» What you will do
Nothing but the lines from the start of the entries through the line containing "This PR adds" should appear in the answer, each given exactly.

>>

PR #1204, opened 2023-08-11
feat: adds support for generating staticCss for Panda patterns

thedanchez:
Closes # 

## 📝 Description

This PR adds the new capability to generate static CSS for all the out of the box Panda patterns (`hstack`, `vstack`, etc.)

Current behavior does not support this feature.

## 🚀 New behavior

Static CSS can now be generated for the default patterns via the new `patterns` key under the `staticCss` config field.

No breaking changes

## 📝 Additional Information

This PR would allow component library authors that are pursuing the static CSS path to export out the default Panda patterns alongside their custom components which then would allow said component-library users to leverage the JSX patterns like `HStack` and `VStack` in their applications without the need to use Panda in their apps.

### DIFF
--- a/packages/core/__tests__/static-css.test.ts
+++ b/packages/core/__tests__/static-css.test.ts
@@ -28,6 +28,14 @@ const ctx = {
     }
     return values[property] ?? []
   },
+  getPatternKeys: (property: string) => {
+    const values: Record<string, any> = {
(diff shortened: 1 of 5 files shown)


anubra266:
Thanks for working on this @thedanchez feel free to reopen when it's ready

PR #1211, opened 2023-08-13
[generator] narrow down the `!important` modifier type implementation

isBatak:
## 📝 Description

I think we should only allow strings with the trailing `!`.

Here is the TS playground demonstration https://www.typescriptlang.org/play?#code/C4TwDgpgBAwg9gGzgJwAoEMEWMaBeKAImTgGcJCoAfIsASwDsBrSmgClOGUYHMoAyKAG8AvgEoA3ACgA9DKgKAegH4pU0JFiIUGLDggB1OsAAWASQC2YFMHQNgUAsTIVqtRizcADACRDO3Aw8IgCEXrLySqpSAMZwDJxQAK4J6ABmEAD6EAAe6FZYAIwAXFpIaJjYuI5QAOQk5LXScQkOKaTpWbn5YFgATKXw5bpV+HUNECFNsfGJ7Z3ZeQUQAMyD2hV61QT1Lj5NUHJQmKRwxwhIAO4QACYzrcmpGYs9WAAs68OV+jW1KUwMOCXBgHI4nM6YK63NQtRIdZ7dZYlMo6b64IymSzWZC2ey-Ca1e5whaI3oQAYozajDHmKw2OwOHYTKZEhzwrpLMlrSkjfQ0rH0vFMva1Q7yQEOSFA6GwtkkznvT6oraGYy07G4xl1f6A4FTMVQUx0UiPNI2FLoXAIEBQS4oJikAA0UAARkkHHQ0rboDczkaTb4hENlaNQl5DSYIAxju64ABaUhJHg8CCcOjxW10C5QFq2RiuuCmKBeCbhuw3YvM8JAA

Current implementation allows any arbitrary string to be passed as a styled prop.

## 🚀 New behavior

It will throw an TS error if string contain anything else except trailing `!`, for example `colorPalette: "rose$"`

No

### DIFF
--- a/packages/generator/__tests__/generate-prop-types.test.ts
+++ b/packages/generator/__tests__/generate-prop-types.test.ts
@@ -307,9 +307,9 @@ describe('generate property types', () => {
       }
 
       export type PropertyValue<T extends string> = T extends keyof PropertyTypes
-        ? ConditionalValue<PropertyTypes[T] | CssValue<T> | (string & {})>
+        ? ConditionalValue<PropertyTypes[T] | CssValue<T> | \`\${string}!\`>
         : T extends keyof CssProperties
-        ? ConditionalValue<CssProperties[T] | (string & {})>
+        ? ConditionalValue<CssProperties[T] | \`\${string}!\`>
         : ConditionalValue<string | number>"
     `)
   })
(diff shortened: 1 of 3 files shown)


isBatak:
After some more testing I realised that It's not working properly.

segunadebayo:
Let’s close this out for now. 

When you have a working solution, feel free to open it again.

PR #1237, opened 2023-08-19
fix: export types from @pandacss/dev

### LINKED ISSUE #1122: @pandacss/dev should export types
### Description

`@pandacss/dev` should export types for every function it exports. e.g. `Preset`.

### Problem Statement/Justification

When creating a preset, Typescript will complain because it can't resolve the inferred type. 

```ts
export const preset = definePreset({});
```

```
The inferred type of 'preset' cannot be named without a reference to
'.pnpm/@pandacss+types@0.8.0/node_modules/@pandacss/types'. 
This is likely not portable. A type annotation is necessary. ts(2742)
```
https://typescript.tv/errors/#TS2742

### Proposed Solution or API

The package should export all the types from `@pandacss/types`.

### Alternatives

You can manually add the type like so:

```ts
type Preset = ReturnType<typeof definePreset>;

export const preset: Preset = definePreset({});
```

### Additional Information

I'm using PNPM with NX.

anubra266:
Export all types from `dev` package
Closes #1122


packages/cli/src/index.ts
```diff
@@ -15,6 +15,8 @@ import type {
   Tokens,
 } from '@pandacss/types'
 
+export type * from '@pandacss/types'
```
segunadebayo, line 18: We need to pick out the types explicitly to avoid breaking changes in the future.

The things we need to export are mostly related to all the `define*` helper functions (Config, RecipeConfig, Preset, Pattern).

.changeset/fuzzy-lemons-greet.md
```diff
@@ -0,0 +1,6 @@
+---
+'@pandacss/studio': patch
+'@pandacss/dev': patch
+---
+
+Export all types
```
segunadebayo, line 6:
```suggestion
Export types for all `define` helper functions
```

PR #1241, opened 2023-08-20
feat: add css prop to recipes/patterns functions

astahmer:
## 📝 Description

Add `css` prop to recipes and patterns so you don't have to import and use `cx` for that one little edge case.

Before:

```tsx
<button className={cx(button({ variant: 'primary', state: 'focused' }), css({ color: 'yellow' }))}>Click me</button>
```

Now:

```tsx
<button className={button({ variant: 'primary', state: 'focused', css: { color: 'yellow' } })}>Click me</button>
```

no

### DIFF
--- a/.changeset/soft-moons-approve.md
+++ b/.changeset/soft-moons-approve.md
@@ -1,0 +1,17 @@
+---
+'@pandacss/generator': patch
+---
+
+Add `css` prop to recipes and patterns so you don't have to import and use `cx` for that one little edge case.
+
+Before:
+
+```tsx
+<button className={cx(button({ variant: 'primary', state: 'focused' }), css({ color: 'yellow' }))}>Click me</button>
+```
+
+Now:
+
+```tsx
+<button className={button({ variant: 'primary', state: 'focused', css: { color: 'yellow' } })}>Click me</button>
+```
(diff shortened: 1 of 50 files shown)


anubra266:
Can we add the docs too.

segunadebayo:
I'm open to this idea, but at the same time, I'm not convinced we "really" need this in Panda.

That said, this feature might only be helpful in recipes. Patterns already allow overriding styles since they are just sugar syntax on top of the `css` function.

We also need to include the version this was introduced in the docs.

astahmer:
yeah we discussed that with @anubra266 and came to the conclusion that:
- ✅ for recipes, it's a nice convenient property that avoids importing `cx` and `css`
- ❌ enabling it for patterns doesn't really make sense since we can already override styles, except to stay consistent with the APIs 
- ⚠️ we can only have that in config recipe (NOT `cva`) because we can't know when a function is a `cva` one, due to the usual static limitations, unless using `css.raw`


✅ `badge({ status: 'warning', css: css.raw({ background: 'purple.300' }) })`
❌ `badge({ status: 'warning', css: { background: 'purple.300' } })`

which: 
- defeats the original purpose of not having to import `css`, only the `cx` part is skipped
- introduces inconsistent API difference between `cva` / `config recipe` runtime usage

---

Conclusion: cancel this PR ? @anubra266 @segunadebayo

segunadebayo:
Closing based on mutual agreement

PR #206, opened 2022-08-22
Ability info screen

jtigues:
- AbilityData.lua set up for abilities, general and Emerald-specific descriptions added. References to the old Abilties list updated accordingly.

<<

» Solution to this task
PR #1204, opened 2023-08-11
feat: adds support for generating staticCss for Panda patterns

thedanchez:
Closes # 

## 📝 Description

This PR adds the new capability to generate static CSS for all the out of the box Panda patterns (`hstack`, `vstack`, etc.)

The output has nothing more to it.